API Key Configuration
Overview
API Key is the core authentication credential for Tencent Cloud TCB, used to control resource access permissions and determine which resources can be accessed (such as HTTP APIs, Cloud Functions, Cloud Run, etc.)
Resource access can be directly performed via API Key without login authentication
API Key Types
API Key is used to authenticate resource access permissions, enabling applications to access Tencent Cloud's resource services, and is not intended for user differentiation.
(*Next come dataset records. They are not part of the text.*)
PR #4924, opened 2022-11-17
Make sure Rcode scripts are run on engines that load the required module first

JorisGoosen:
Fixes https://github.com/jasp-stats/INTERNAL-jasp/issues/2164 (crash/bug after engine unloads module)

### DIFF
--- a/Desktop/engine/enginesync.cpp
+++ b/Desktop/engine/enginesync.cpp
@@ -519,6 +519,14 @@ void EngineSync::processReloadData()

API Keys fall into the following two categories:
- Client-side Publishable Key
- Server-side API Key
- Applicable frameworks:
Web SDK,HTTP API - User Permissions: Anonymous User Permissions
- Validity Period: Permanent
- Obtaining Method: Obtain via TCB/ApiKey Management
💡 Note: Can be exposed in the browser, used to request publicly accessible resources, and can effectively reduce MAU.
Using Examples
See Web SDK Initialization for details:
const app = cloudbase.init({
env: "your-env-id",
accessKey: "<publishable_key>",
});
app.callFunction({
name: "test",
});
app.models.test.get();
- Applicable frameworks:
HTTP API - User Permissions: Administrator Permissions
- Validity Period: Permanent
- Obtaining Method: Obtain via TCB/ApiKey Management
⚠️ Note: Tokens are key credentials for identity authentication. Keep them secure. ApiKey must never be used on the client side.
Using Examples
See HTTP API Authentication for details:
curl -X POST \
https://tcb-api.tencentcloudapi.com/web \
-H 'Content-Type: application/json' \
-H 'Authorization: Bearer <apikey>' \
-d '{
"action": "functions.invoke",
"function_name": "test",
"request_data": {}
}'
Publishable Key and Login Authentication
Using a Publishable Key does not mean that the default guest identity has been adopted for login. It merely employs a publicly accessible key for resource access and does not carry any user information.
In applications, you can use a Publishable Key to access Tencent Cloud resources. Users can also access resources using their personal access_token via Login Authentication. These two approaches are not mutually exclusive.